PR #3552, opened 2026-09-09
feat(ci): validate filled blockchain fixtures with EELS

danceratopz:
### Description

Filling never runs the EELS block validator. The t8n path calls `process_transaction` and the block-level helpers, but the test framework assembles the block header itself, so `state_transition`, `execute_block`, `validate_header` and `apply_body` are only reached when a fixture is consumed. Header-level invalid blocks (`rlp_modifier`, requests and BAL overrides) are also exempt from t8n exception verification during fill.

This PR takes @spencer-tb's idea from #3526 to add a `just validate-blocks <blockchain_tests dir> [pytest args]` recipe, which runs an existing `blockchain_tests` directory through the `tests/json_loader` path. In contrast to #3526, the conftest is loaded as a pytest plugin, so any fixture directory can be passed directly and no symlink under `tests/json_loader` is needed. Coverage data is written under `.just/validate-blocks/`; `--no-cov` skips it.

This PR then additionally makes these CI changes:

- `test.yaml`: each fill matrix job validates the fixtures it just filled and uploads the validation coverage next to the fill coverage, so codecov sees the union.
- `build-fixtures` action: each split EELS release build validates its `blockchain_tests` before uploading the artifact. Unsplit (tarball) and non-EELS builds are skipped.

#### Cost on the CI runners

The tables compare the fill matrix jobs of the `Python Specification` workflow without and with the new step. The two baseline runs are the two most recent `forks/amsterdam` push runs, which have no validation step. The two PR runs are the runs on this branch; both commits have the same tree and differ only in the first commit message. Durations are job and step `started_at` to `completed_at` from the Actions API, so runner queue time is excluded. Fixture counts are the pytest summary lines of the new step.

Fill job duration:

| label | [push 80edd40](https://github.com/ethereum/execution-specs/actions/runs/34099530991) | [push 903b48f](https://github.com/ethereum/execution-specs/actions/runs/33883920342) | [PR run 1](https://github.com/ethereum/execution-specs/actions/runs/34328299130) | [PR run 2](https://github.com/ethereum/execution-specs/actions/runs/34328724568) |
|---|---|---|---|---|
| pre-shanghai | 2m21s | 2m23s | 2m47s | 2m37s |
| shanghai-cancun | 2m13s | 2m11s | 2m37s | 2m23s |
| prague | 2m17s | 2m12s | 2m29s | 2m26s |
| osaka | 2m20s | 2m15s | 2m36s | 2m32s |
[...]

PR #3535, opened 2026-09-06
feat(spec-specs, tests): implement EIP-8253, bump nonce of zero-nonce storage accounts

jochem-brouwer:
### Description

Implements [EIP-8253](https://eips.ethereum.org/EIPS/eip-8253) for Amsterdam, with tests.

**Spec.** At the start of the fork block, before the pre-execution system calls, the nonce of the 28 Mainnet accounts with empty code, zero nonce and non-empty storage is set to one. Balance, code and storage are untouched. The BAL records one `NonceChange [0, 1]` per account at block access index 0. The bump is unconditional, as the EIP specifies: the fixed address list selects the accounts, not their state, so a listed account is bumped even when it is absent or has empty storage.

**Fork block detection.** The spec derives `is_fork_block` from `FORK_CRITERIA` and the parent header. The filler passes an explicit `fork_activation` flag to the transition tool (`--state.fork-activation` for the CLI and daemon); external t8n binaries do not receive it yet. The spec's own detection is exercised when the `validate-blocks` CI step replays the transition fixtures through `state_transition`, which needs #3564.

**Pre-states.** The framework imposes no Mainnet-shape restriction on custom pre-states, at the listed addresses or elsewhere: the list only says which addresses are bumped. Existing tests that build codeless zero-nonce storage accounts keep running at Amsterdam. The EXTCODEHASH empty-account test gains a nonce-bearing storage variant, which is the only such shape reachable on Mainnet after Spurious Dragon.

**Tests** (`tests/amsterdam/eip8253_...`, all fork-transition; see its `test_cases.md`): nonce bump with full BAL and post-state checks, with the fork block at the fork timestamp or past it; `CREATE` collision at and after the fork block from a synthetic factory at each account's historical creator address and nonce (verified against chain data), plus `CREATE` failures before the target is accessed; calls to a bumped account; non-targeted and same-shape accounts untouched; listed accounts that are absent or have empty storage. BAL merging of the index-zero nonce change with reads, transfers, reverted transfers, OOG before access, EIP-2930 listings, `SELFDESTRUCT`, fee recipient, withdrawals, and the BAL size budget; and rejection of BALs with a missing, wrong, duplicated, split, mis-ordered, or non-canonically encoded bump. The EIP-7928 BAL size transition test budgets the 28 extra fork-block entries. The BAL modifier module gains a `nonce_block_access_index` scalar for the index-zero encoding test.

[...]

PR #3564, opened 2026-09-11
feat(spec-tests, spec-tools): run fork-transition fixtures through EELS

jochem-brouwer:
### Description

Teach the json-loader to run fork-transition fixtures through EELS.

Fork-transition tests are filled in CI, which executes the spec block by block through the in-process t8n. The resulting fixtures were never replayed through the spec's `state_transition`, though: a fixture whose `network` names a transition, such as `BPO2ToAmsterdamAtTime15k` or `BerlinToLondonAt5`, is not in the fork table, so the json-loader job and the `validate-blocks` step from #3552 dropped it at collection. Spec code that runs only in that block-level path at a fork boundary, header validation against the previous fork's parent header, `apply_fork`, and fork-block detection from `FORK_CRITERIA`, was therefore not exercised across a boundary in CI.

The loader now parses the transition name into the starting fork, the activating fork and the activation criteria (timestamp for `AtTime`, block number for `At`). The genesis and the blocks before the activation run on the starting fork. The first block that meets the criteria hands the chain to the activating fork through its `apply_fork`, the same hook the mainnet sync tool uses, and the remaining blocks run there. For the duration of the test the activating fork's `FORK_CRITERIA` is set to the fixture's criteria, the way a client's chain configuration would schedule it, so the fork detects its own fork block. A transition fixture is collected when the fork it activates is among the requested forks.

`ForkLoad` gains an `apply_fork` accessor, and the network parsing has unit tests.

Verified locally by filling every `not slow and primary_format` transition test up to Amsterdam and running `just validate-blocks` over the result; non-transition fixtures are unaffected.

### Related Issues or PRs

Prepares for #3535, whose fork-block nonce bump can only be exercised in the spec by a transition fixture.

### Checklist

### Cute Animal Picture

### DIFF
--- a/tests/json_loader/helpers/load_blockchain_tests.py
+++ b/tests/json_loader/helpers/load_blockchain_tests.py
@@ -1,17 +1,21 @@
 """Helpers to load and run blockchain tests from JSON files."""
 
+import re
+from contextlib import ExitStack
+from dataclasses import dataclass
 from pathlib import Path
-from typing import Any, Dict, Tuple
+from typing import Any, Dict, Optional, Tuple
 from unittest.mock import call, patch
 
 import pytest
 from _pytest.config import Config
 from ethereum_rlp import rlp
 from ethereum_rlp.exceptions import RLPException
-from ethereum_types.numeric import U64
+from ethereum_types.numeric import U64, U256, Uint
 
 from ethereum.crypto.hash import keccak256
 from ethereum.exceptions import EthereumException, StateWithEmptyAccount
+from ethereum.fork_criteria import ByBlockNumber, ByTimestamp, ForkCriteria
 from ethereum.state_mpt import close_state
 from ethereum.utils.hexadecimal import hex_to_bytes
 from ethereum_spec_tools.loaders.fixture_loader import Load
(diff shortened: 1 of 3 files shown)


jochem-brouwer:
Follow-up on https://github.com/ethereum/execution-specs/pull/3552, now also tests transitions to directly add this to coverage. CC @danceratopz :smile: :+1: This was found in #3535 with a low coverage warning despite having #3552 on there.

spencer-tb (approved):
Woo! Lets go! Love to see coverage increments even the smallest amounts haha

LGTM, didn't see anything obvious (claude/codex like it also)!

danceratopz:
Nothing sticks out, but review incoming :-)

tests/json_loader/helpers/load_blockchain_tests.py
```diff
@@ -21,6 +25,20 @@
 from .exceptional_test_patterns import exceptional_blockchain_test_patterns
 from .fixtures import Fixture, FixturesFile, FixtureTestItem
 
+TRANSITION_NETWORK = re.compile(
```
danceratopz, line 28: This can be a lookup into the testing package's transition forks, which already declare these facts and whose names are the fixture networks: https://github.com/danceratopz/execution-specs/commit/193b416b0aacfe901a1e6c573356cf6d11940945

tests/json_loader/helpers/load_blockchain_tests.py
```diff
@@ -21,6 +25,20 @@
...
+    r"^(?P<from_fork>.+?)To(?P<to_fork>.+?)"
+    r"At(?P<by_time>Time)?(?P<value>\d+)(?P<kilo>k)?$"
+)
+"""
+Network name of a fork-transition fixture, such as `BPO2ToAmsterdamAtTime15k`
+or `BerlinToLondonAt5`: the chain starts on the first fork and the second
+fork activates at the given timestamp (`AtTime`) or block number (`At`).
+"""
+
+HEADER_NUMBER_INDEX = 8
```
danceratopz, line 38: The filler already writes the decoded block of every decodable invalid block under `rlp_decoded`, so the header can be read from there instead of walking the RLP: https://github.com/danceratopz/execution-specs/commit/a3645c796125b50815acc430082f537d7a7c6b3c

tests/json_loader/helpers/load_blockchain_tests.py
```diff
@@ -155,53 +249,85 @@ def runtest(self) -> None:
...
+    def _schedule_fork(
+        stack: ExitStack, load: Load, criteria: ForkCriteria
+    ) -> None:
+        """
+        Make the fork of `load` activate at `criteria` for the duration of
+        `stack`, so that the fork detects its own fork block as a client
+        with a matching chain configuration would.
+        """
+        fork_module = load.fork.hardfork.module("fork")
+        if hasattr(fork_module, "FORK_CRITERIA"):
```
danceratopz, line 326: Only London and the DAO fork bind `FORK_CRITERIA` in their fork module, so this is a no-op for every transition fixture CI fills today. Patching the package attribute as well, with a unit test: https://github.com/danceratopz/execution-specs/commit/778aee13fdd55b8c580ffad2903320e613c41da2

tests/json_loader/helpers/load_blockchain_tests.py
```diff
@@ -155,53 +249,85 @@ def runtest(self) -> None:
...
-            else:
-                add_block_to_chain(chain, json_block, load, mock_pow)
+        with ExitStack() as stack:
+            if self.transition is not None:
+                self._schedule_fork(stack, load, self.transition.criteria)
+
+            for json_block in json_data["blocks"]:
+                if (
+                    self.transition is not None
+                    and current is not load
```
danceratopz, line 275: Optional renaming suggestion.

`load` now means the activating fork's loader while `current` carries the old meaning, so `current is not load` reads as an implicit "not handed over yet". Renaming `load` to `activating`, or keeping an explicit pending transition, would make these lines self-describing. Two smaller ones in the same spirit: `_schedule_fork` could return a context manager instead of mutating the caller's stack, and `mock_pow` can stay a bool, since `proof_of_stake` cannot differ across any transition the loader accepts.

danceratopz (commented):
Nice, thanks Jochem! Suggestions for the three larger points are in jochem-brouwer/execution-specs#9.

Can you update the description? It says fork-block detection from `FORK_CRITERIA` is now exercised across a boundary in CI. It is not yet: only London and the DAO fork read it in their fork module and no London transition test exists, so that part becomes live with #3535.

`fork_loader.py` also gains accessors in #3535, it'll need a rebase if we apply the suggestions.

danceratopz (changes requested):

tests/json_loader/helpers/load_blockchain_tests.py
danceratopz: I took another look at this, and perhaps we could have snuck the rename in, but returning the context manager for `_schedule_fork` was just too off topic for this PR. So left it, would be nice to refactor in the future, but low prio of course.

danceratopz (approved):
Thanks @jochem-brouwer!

==

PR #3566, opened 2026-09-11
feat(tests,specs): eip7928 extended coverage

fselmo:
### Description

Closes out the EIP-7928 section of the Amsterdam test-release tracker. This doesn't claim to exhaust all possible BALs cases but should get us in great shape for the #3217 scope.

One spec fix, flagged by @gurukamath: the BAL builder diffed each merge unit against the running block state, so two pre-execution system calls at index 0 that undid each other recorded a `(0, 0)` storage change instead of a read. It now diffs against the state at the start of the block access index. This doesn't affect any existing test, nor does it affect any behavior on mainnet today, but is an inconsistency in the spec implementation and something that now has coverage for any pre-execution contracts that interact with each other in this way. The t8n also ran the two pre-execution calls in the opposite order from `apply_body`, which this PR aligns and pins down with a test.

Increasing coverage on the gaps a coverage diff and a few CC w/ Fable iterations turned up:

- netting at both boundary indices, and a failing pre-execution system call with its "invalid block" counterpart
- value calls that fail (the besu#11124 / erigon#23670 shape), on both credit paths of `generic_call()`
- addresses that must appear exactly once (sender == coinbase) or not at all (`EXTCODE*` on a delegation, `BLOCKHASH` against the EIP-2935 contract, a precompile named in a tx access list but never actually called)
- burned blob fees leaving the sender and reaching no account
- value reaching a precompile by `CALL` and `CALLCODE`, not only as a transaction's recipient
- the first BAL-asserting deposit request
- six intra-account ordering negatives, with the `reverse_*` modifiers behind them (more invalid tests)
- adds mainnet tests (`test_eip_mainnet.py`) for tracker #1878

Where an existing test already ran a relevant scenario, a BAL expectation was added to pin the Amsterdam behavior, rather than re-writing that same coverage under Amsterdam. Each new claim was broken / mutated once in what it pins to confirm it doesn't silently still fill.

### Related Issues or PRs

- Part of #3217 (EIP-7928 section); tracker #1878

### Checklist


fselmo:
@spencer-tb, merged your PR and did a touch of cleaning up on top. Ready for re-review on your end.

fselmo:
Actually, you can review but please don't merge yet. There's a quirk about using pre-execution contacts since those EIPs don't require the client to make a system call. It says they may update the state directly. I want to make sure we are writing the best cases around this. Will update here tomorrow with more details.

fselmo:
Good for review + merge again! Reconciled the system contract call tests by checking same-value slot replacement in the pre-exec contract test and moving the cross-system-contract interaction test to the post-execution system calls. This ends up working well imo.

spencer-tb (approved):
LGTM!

---

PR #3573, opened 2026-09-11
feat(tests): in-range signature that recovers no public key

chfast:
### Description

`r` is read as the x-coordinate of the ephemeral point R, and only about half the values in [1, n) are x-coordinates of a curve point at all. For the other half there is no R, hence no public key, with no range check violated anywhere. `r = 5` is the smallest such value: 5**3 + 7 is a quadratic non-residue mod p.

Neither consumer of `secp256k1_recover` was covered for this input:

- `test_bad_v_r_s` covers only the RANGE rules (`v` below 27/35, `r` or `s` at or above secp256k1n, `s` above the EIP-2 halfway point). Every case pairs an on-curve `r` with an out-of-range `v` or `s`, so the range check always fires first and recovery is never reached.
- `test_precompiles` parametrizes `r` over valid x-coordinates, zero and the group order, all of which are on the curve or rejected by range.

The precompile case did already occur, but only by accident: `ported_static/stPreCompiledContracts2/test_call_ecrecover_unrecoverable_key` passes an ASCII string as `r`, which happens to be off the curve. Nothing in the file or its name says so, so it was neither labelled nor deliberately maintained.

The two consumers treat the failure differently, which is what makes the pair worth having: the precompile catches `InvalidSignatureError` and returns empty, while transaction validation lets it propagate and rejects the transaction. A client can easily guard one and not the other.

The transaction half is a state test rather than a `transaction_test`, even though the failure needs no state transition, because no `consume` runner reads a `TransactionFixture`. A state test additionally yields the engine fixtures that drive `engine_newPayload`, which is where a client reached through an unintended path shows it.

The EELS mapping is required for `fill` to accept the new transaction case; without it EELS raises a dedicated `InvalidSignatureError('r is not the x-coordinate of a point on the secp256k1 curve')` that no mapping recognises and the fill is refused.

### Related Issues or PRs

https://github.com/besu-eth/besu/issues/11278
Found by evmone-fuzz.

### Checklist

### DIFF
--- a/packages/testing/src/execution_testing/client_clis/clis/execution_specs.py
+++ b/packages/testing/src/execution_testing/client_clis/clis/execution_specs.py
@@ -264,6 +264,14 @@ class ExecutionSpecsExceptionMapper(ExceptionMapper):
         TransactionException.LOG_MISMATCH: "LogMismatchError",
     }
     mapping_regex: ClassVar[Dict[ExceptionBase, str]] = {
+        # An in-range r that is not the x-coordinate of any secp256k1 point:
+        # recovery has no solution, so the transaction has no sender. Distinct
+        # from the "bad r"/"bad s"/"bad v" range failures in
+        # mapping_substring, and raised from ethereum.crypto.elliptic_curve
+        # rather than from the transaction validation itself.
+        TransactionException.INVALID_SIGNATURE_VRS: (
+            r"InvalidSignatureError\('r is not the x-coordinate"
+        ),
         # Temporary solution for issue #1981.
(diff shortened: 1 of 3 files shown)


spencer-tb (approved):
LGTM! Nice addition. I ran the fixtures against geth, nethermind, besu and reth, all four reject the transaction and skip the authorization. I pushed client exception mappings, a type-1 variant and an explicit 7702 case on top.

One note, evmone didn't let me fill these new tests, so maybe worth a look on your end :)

THE TASK - Every line holding the word "having" should be copied out of the material.

SOLVED EXERCISE -
Follow-up on https://github.com/ethereum/execution-specs/pull/3552, now also tests transitions to directly add this to coverage. CC @danceratopz :smile: :+1: This was found in #3535 with a low coverage warning despite having #3552 on there.
The two consumers treat the failure differently, which is what makes the pair worth having: the precompile catches `InvalidSignatureError` and returns empty, while transaction validation lets it propagate and rejects the transaction. A client can easily guard one and not the other.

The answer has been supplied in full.